**HOW TO COMPLETE THIS TASK:** Which lines in the records below mention the word "review"? Copy each one out.

**MATERIAL PROVIDED:**
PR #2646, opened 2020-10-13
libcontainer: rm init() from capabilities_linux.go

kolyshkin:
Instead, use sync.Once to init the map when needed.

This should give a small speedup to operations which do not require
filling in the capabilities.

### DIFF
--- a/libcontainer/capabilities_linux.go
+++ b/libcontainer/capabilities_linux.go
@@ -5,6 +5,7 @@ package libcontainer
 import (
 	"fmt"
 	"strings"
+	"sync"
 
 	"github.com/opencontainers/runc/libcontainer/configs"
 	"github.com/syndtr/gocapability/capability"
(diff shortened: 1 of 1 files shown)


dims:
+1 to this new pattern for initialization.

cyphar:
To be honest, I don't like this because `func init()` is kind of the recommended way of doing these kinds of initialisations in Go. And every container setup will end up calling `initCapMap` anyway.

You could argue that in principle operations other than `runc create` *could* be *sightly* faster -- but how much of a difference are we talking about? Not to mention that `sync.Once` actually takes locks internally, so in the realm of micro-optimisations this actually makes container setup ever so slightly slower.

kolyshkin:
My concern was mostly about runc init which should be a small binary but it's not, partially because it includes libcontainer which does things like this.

--

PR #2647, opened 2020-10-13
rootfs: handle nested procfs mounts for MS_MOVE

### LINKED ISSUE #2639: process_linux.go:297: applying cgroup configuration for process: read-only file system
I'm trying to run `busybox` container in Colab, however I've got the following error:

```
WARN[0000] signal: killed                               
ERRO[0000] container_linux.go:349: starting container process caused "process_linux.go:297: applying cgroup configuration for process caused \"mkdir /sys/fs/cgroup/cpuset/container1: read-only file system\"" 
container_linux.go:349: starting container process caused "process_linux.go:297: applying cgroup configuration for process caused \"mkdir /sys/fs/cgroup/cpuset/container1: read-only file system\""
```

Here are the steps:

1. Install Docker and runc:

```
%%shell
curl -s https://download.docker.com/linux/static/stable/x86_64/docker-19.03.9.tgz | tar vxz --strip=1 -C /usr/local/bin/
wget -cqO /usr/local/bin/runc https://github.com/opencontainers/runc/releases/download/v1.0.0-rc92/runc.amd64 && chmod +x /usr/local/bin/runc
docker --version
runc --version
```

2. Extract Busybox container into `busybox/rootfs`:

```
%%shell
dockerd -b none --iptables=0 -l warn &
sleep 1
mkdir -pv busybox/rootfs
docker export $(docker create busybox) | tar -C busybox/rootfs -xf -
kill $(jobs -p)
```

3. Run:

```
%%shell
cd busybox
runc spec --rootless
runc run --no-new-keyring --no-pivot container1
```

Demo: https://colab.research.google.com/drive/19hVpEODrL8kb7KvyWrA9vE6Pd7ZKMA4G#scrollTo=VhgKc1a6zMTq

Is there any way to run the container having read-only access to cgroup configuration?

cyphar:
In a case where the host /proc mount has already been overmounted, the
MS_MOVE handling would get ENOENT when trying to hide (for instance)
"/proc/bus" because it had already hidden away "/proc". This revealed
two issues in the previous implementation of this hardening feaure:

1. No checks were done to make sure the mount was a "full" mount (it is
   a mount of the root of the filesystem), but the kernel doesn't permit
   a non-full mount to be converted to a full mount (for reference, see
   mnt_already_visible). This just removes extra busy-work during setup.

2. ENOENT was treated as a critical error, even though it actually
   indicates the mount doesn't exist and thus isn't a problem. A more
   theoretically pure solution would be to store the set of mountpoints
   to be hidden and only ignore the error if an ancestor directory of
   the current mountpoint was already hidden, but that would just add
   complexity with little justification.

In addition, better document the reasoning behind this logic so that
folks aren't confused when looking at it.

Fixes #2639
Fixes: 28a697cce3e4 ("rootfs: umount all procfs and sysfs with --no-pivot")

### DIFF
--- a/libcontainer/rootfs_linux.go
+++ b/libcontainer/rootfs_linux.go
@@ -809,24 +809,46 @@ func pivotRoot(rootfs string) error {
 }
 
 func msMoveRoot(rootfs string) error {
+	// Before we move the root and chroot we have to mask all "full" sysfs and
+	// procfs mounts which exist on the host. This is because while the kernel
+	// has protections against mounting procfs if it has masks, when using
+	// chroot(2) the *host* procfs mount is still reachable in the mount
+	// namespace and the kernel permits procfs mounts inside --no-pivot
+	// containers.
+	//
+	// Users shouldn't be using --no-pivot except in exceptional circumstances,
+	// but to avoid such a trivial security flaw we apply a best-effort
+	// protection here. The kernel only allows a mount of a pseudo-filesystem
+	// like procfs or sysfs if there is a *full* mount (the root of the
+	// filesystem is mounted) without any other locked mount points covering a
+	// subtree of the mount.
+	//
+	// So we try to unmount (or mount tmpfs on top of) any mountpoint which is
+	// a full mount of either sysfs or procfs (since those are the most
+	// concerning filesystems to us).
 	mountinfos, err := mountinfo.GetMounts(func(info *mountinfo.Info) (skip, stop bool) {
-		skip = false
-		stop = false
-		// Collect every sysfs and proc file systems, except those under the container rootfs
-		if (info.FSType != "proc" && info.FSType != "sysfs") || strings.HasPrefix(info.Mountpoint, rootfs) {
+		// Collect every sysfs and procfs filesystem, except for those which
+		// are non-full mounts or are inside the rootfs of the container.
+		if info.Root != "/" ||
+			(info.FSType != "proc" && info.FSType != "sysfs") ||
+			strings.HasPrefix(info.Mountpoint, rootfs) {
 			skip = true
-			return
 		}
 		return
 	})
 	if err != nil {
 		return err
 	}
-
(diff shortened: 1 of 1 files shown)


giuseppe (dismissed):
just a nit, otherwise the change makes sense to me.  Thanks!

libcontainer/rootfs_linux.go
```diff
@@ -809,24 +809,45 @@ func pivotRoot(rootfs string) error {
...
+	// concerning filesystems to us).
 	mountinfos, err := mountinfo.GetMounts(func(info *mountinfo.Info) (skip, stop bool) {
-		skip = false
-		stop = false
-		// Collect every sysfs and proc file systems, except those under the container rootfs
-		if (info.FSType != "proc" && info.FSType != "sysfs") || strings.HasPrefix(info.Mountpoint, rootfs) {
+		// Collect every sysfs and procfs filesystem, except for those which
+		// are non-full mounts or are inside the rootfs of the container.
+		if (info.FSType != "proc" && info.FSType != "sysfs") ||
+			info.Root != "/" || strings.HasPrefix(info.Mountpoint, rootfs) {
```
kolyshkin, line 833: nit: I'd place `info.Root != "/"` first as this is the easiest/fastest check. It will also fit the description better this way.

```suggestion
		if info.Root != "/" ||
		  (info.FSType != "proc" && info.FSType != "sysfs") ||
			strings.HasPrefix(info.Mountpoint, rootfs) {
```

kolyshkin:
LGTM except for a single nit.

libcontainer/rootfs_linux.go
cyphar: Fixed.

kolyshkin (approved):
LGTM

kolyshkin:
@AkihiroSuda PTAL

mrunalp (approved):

...

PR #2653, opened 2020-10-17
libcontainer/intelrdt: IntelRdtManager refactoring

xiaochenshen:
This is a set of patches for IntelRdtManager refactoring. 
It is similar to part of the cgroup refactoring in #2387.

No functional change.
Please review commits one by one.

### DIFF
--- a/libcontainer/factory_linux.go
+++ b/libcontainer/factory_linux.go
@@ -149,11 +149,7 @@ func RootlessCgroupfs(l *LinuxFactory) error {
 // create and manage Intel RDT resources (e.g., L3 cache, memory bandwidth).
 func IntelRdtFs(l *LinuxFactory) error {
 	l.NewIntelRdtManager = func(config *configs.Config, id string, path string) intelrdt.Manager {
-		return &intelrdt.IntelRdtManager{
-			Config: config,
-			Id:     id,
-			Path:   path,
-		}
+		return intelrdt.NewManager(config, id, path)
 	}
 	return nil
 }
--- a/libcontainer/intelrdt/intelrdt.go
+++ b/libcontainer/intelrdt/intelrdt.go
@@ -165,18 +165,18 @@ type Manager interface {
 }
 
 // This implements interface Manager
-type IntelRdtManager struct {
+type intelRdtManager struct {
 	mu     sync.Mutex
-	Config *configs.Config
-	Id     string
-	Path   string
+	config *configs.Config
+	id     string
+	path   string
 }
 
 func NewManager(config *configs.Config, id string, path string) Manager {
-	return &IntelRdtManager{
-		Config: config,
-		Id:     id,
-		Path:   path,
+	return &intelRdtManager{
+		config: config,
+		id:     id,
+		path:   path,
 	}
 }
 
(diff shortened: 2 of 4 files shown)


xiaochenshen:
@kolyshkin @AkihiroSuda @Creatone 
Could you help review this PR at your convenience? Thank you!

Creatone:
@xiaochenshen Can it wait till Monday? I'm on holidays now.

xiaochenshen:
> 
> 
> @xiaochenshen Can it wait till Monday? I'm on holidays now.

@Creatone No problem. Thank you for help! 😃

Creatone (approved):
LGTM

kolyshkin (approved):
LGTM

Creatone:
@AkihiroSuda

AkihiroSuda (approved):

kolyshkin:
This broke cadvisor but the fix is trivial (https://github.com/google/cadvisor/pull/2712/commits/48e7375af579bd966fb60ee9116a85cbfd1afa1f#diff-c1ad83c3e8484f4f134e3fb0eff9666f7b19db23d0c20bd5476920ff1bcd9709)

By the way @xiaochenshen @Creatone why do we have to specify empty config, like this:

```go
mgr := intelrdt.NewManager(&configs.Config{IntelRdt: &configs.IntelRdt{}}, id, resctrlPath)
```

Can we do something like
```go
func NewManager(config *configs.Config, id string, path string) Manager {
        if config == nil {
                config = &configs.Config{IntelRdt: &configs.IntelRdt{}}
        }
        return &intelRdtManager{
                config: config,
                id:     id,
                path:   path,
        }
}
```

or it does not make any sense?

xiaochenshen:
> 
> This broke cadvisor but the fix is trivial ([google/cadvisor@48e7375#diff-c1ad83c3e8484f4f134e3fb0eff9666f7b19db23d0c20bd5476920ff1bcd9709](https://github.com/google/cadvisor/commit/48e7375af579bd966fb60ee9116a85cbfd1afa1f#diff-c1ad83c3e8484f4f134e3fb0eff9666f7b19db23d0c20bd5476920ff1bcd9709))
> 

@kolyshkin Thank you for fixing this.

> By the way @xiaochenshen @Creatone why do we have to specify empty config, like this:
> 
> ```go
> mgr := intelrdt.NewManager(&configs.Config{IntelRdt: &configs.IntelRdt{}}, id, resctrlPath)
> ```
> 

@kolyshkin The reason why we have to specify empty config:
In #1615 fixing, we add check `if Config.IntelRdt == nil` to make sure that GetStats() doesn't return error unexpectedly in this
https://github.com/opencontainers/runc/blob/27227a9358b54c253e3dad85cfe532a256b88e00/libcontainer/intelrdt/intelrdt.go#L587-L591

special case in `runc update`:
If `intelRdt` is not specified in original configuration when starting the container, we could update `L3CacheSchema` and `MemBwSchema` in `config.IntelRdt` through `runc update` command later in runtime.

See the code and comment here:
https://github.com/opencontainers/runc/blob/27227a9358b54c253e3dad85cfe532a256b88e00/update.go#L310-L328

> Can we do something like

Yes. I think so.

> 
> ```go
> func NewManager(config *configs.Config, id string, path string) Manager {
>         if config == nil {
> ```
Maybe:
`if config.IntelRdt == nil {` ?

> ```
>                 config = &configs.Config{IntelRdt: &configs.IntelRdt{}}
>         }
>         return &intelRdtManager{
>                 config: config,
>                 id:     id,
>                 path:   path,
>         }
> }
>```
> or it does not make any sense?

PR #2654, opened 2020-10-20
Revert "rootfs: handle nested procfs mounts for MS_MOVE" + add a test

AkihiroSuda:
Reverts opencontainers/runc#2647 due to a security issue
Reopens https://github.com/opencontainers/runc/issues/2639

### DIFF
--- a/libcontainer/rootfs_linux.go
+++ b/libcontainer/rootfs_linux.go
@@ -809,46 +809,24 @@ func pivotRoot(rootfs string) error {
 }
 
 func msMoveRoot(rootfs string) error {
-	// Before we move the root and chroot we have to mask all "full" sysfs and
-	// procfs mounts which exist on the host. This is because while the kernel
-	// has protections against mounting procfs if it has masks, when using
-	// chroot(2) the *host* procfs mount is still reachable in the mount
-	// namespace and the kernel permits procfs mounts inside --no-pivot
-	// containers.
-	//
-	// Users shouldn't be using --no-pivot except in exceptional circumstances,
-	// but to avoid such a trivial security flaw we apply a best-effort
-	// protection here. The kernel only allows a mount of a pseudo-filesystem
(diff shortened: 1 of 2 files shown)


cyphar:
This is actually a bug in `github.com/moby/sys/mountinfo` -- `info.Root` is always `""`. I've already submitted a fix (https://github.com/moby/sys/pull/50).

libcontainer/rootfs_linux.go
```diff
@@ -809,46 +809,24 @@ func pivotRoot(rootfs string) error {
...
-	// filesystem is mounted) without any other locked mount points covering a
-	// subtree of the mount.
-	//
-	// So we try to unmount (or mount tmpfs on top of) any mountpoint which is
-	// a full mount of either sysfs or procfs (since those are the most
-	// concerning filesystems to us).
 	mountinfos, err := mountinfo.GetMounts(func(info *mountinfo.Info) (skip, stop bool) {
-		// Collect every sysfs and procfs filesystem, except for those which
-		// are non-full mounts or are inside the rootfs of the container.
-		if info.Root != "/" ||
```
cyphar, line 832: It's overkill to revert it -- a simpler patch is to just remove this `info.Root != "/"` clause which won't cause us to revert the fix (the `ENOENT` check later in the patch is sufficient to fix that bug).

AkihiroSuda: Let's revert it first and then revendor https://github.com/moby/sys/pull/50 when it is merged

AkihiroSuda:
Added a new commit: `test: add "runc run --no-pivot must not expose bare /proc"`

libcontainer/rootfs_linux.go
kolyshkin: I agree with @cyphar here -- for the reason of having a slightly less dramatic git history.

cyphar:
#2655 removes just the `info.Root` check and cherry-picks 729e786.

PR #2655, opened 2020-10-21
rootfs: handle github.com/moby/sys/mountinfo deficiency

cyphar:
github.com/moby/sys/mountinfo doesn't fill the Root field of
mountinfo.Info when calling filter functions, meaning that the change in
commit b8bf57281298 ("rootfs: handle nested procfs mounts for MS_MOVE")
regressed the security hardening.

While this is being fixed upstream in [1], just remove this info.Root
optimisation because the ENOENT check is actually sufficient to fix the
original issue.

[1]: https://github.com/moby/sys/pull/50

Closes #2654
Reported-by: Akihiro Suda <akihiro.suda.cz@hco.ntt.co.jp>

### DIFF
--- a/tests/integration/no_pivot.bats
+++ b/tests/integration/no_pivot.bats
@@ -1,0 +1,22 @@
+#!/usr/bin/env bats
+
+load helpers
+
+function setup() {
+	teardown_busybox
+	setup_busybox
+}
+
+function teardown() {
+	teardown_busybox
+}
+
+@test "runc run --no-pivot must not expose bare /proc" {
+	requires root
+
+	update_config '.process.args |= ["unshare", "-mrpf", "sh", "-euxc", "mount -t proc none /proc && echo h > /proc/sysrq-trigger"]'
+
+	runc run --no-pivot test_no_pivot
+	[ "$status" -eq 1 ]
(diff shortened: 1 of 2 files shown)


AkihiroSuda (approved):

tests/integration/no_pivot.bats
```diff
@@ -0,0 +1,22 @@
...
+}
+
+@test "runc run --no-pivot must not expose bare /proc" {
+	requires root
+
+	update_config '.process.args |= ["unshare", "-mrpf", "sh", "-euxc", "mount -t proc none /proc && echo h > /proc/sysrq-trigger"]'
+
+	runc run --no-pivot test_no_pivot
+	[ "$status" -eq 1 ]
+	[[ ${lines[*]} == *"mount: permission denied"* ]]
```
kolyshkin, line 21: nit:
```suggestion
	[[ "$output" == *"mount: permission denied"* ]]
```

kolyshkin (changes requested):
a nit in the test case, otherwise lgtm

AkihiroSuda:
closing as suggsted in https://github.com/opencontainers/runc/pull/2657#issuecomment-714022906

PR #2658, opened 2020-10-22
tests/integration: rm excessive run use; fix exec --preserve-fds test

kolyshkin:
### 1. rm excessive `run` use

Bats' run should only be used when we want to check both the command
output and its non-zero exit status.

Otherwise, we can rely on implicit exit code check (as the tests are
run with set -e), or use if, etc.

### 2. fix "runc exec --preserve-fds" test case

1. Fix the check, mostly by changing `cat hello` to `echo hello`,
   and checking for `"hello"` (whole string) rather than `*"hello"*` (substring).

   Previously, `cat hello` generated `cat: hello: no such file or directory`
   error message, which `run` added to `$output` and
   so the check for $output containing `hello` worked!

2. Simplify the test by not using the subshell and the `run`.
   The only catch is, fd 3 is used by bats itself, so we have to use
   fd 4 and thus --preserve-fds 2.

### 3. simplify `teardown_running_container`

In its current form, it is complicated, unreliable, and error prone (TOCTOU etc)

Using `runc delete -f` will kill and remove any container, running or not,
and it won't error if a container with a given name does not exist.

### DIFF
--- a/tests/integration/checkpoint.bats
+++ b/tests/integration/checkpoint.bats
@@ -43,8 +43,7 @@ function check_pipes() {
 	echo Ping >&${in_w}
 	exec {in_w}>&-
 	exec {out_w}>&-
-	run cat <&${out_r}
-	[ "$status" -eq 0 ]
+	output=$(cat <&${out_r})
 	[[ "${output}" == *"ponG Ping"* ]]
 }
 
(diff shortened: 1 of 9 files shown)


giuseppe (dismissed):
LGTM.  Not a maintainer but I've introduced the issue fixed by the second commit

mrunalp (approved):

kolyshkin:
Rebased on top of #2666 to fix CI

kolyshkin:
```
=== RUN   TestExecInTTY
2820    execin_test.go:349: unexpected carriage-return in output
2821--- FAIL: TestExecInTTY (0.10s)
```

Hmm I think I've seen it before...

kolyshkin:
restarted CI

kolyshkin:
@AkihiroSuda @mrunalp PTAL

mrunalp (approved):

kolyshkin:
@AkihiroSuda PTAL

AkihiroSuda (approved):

**RESPONSE TO THIS TASK:**
Please review commits one by one.
Could you help review this PR at your convenience? Thank you!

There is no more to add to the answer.